How to complete this task
Go through the records below and show every line with the string "having".
*** Opening of Records for the task ***
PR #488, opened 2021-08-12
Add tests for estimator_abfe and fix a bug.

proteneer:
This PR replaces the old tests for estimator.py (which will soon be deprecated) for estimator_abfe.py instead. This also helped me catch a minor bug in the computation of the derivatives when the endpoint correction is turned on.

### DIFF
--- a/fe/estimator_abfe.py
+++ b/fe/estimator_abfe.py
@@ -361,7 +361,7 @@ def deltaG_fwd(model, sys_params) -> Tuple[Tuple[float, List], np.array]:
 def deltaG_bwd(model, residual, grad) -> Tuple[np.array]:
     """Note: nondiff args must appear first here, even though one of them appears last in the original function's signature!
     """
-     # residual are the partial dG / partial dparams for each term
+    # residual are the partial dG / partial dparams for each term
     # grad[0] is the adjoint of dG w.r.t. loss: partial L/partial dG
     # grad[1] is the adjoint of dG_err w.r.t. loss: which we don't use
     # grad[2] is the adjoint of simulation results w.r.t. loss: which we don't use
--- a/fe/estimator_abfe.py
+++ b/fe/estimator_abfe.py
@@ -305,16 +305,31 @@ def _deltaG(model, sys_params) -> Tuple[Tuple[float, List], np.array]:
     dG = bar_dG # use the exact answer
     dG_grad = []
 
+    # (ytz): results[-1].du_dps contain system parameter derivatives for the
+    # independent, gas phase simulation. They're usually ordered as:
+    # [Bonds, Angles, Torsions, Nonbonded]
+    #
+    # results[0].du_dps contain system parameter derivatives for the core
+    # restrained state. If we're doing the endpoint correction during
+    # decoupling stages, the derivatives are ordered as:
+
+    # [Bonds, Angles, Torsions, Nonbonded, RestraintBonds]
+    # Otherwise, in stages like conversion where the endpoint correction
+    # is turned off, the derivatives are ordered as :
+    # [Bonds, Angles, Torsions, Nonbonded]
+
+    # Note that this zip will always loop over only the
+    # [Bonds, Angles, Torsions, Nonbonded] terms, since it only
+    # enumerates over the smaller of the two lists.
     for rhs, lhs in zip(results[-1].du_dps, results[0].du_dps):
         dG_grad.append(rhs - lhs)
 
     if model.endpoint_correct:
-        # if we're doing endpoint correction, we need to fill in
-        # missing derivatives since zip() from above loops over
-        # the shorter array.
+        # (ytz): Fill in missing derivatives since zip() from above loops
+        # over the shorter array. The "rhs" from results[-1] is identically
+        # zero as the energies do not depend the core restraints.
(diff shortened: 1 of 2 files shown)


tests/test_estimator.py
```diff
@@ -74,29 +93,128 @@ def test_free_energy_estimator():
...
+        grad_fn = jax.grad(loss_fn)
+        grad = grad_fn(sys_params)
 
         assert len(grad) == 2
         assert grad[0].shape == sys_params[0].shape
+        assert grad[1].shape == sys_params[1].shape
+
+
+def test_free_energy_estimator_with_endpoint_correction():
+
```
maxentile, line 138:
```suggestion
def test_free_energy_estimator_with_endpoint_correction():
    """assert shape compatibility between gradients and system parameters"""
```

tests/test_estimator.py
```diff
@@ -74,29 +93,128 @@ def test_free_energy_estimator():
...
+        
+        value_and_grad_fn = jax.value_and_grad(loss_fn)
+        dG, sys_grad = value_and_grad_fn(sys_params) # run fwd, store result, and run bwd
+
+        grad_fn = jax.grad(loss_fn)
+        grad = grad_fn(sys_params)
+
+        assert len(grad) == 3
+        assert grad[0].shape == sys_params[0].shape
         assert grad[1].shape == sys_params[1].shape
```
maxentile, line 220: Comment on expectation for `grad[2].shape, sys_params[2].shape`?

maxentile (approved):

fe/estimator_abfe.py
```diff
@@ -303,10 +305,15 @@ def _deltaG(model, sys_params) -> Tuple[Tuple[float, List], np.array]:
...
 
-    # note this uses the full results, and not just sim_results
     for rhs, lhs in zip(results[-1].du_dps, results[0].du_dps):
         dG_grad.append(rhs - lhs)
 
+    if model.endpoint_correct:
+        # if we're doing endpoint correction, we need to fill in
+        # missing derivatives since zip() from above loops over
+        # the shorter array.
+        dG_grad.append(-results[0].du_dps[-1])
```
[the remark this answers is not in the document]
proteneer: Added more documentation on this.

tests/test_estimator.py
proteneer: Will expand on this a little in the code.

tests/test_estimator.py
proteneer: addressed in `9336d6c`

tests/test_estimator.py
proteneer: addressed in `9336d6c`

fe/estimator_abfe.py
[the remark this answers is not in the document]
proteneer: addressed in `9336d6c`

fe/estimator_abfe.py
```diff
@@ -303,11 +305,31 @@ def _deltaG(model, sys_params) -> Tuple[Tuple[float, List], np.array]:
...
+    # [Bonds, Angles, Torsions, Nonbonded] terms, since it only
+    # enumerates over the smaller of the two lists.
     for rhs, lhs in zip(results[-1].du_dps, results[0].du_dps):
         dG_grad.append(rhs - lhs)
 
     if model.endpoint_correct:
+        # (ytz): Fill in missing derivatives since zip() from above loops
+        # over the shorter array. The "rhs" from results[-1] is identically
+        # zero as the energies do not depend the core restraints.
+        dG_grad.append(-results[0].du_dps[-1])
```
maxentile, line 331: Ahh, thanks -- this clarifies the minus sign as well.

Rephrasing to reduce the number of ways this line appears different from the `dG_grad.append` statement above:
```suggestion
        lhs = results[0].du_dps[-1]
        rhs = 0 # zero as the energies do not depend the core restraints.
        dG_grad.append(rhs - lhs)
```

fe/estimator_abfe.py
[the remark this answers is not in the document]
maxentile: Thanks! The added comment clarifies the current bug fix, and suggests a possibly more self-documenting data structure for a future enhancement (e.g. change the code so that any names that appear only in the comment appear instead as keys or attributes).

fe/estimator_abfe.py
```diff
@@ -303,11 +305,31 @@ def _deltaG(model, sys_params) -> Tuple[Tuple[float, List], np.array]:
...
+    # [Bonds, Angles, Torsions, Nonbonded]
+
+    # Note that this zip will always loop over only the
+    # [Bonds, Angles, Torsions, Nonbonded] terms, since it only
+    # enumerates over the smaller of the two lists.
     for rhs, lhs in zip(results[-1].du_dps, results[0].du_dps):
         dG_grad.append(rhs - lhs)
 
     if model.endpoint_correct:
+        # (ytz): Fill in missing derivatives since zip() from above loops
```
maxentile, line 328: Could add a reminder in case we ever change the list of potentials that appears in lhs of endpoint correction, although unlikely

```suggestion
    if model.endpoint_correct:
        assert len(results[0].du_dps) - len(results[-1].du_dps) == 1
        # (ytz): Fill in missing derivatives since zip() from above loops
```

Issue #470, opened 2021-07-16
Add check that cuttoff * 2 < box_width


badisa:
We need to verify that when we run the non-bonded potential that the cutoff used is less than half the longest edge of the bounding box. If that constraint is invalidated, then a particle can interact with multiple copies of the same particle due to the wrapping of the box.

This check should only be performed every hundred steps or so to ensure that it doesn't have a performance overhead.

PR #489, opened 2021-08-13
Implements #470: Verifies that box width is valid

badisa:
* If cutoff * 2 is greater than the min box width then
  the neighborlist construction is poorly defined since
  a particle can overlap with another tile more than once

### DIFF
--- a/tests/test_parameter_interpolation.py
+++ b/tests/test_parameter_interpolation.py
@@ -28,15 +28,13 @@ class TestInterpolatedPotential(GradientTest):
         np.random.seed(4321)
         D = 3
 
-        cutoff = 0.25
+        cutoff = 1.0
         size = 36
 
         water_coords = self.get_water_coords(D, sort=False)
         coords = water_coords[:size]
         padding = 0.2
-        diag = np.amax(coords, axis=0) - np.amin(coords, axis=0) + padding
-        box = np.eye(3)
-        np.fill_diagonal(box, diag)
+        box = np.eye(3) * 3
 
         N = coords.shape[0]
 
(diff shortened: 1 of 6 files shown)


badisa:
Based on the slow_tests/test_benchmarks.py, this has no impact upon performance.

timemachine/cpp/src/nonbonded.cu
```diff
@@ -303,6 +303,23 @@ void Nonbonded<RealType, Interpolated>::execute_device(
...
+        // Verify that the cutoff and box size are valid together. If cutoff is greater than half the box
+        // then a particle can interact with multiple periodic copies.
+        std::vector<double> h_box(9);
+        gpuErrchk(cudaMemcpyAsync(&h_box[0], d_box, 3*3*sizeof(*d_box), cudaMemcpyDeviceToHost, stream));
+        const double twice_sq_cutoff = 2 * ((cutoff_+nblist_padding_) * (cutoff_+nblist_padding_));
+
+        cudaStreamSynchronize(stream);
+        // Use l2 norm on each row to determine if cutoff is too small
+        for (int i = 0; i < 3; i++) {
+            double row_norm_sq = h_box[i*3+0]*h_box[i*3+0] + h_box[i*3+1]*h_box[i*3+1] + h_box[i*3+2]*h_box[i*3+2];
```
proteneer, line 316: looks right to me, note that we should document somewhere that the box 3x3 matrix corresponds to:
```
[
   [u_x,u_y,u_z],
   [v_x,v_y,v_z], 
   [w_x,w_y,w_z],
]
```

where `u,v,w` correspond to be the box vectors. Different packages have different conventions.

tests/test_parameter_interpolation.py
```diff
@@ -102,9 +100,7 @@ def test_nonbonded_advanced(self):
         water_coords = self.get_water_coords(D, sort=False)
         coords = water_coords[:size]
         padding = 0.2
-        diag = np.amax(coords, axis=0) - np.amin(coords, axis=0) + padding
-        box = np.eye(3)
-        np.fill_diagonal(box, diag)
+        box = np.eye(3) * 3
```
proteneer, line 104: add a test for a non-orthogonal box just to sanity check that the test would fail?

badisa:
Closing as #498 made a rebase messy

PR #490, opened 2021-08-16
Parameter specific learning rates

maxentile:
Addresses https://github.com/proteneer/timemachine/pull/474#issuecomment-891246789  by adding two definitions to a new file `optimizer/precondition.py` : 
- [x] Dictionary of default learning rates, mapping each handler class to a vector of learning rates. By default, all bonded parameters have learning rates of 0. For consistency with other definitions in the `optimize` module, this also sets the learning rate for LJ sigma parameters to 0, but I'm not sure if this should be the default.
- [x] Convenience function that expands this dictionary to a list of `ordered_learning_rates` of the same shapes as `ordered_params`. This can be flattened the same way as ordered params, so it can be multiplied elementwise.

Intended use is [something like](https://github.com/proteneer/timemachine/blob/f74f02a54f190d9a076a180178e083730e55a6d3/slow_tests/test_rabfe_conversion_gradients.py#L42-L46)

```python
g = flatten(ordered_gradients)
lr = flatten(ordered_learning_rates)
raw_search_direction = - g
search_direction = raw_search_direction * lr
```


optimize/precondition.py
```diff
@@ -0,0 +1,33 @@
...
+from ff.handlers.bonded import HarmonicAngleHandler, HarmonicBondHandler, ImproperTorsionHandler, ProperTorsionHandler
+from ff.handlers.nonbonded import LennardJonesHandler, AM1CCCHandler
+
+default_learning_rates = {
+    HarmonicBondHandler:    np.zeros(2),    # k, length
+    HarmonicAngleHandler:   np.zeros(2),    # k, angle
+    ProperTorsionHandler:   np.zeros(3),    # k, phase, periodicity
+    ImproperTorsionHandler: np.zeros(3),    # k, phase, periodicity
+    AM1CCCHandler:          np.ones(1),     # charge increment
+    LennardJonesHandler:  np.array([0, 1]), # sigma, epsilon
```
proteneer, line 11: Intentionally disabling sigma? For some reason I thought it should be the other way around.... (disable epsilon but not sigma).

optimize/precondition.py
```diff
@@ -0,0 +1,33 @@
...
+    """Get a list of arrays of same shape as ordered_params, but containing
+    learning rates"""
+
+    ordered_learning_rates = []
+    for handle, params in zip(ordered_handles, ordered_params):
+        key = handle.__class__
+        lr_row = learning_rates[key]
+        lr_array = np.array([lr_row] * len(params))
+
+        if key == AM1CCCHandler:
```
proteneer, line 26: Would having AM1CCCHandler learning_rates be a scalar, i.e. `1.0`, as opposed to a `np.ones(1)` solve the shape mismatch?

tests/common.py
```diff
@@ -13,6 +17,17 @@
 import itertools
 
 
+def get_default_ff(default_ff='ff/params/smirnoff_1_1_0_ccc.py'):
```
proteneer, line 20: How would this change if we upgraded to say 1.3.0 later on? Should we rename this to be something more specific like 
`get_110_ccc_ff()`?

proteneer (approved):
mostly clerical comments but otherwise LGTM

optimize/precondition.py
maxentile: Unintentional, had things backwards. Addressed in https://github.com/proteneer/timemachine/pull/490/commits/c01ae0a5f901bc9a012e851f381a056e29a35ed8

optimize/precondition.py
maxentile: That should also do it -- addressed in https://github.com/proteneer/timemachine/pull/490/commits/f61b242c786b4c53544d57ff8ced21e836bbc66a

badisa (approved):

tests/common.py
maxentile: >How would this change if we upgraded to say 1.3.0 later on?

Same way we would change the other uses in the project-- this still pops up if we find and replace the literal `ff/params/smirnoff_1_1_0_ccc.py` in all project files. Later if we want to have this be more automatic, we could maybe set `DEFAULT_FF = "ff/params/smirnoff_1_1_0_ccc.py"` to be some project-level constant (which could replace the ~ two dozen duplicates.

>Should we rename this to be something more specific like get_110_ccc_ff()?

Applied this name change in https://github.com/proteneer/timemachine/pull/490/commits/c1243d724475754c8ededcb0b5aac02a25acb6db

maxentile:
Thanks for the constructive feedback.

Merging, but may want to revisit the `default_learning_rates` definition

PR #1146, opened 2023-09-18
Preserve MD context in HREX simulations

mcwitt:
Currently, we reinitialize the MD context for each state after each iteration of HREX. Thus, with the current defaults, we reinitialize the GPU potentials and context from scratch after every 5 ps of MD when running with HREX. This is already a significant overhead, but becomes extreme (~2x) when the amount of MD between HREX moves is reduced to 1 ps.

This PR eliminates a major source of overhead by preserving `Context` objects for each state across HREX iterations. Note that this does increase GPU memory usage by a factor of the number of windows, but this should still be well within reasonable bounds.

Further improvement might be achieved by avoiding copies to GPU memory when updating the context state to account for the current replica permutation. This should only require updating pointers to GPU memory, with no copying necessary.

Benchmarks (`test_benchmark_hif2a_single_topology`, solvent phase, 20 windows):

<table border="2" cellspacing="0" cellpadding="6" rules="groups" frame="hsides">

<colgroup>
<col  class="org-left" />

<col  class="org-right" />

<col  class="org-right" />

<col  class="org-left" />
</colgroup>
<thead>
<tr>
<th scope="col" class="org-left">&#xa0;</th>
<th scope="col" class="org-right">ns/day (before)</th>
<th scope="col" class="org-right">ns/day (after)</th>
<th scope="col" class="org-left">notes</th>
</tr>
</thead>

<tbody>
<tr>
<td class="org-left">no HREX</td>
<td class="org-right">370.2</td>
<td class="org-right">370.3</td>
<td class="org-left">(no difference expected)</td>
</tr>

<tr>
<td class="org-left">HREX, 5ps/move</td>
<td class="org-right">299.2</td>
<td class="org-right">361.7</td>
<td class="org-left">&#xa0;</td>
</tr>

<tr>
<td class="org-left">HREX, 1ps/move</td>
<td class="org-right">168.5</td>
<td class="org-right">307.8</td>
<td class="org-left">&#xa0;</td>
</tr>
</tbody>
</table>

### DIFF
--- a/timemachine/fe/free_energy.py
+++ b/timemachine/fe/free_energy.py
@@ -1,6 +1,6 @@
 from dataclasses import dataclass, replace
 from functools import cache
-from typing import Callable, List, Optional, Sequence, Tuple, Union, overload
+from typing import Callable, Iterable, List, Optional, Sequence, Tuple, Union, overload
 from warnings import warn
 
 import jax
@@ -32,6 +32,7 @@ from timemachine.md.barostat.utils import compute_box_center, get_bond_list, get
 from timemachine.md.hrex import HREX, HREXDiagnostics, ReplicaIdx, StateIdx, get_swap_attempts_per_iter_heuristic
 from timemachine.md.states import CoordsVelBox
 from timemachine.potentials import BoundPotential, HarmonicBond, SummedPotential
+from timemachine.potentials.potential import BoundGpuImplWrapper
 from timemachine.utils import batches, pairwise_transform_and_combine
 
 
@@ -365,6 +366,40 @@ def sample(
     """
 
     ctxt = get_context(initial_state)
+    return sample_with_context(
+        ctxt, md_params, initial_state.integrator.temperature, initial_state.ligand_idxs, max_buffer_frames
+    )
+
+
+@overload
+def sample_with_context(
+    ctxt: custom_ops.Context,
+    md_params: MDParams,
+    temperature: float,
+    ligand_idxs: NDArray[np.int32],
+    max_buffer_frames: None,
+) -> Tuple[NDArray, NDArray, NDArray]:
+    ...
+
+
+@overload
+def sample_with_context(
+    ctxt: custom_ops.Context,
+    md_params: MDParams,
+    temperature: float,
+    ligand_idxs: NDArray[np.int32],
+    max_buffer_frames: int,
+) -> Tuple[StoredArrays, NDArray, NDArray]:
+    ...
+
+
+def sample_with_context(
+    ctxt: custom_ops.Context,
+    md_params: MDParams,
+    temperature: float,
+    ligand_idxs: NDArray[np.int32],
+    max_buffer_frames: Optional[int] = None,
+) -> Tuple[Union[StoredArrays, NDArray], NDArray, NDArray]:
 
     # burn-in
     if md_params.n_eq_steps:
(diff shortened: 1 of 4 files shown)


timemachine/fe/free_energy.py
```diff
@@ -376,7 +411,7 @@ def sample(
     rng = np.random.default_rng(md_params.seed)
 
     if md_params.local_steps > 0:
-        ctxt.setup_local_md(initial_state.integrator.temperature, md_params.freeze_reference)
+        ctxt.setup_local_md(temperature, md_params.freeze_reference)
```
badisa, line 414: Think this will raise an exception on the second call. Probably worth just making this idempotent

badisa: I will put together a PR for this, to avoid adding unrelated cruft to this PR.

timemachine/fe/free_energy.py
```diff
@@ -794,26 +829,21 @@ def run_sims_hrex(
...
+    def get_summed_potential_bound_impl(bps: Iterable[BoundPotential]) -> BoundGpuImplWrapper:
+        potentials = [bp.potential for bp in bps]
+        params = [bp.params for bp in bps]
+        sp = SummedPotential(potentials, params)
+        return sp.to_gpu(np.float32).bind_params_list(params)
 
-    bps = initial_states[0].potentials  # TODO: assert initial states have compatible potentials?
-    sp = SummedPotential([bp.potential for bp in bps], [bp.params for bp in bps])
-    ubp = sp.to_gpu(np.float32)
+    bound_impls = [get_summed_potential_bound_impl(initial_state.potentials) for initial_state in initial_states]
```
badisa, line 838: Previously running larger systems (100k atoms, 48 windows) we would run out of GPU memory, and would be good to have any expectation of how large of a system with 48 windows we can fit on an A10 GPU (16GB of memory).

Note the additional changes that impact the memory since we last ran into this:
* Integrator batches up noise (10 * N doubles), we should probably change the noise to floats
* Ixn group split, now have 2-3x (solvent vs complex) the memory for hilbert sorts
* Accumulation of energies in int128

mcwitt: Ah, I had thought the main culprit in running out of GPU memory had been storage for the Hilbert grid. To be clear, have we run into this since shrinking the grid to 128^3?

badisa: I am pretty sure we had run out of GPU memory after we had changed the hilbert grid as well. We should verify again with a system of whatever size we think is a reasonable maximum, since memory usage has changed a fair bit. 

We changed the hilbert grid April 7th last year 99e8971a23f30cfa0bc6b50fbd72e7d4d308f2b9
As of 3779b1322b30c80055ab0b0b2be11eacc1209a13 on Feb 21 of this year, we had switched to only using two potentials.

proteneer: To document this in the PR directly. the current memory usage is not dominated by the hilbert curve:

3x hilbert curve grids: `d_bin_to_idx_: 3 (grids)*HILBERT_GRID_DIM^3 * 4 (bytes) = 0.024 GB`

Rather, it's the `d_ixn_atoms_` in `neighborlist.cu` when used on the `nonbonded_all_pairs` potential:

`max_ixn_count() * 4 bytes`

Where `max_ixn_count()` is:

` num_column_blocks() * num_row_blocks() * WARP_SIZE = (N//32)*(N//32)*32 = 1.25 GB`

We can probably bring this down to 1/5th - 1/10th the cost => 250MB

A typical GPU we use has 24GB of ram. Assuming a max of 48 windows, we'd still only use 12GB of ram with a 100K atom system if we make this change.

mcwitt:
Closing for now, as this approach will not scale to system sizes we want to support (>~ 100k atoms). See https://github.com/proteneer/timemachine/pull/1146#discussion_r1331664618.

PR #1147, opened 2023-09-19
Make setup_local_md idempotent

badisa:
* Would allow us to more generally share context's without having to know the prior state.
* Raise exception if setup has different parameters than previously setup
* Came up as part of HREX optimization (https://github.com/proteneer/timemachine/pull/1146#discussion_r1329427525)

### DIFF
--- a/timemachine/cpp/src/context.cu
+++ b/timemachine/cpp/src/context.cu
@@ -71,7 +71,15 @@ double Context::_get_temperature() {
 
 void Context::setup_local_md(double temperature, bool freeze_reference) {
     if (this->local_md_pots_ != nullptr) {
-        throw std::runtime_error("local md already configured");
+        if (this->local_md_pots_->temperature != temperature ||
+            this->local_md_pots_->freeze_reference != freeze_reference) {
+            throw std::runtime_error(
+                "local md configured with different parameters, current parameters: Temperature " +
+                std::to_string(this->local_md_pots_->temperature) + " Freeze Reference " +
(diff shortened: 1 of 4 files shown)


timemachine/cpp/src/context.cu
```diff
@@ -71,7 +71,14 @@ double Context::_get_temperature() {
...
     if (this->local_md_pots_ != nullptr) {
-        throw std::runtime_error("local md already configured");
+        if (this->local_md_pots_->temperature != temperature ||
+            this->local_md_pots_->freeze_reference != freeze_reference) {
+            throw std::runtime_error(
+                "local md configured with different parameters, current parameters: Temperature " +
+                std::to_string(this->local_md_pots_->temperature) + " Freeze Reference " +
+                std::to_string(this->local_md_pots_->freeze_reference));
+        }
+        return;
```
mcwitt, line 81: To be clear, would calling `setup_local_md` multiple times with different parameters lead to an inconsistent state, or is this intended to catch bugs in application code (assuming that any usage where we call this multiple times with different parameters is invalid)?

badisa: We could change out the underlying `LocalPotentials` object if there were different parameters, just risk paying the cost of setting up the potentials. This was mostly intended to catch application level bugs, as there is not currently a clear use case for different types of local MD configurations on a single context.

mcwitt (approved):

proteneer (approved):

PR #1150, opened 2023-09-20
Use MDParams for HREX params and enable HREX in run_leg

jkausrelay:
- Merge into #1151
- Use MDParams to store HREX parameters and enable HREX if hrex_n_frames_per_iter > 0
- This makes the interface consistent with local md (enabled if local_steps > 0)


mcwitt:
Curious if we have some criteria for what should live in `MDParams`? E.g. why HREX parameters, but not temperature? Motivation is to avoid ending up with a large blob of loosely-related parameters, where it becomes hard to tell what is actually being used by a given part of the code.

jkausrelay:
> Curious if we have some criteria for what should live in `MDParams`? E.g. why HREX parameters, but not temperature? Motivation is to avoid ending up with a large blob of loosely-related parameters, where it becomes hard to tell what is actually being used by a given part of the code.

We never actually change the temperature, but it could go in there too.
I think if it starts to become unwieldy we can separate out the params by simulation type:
*** Close of Records for the task ***
Problem solution
proteneer, line 26: Would having AM1CCCHandler learning_rates be a scalar, i.e. `1.0`, as opposed to a `np.ones(1)` solve the shape mismatch?
* Would allow us to more generally share context's without having to know the prior state.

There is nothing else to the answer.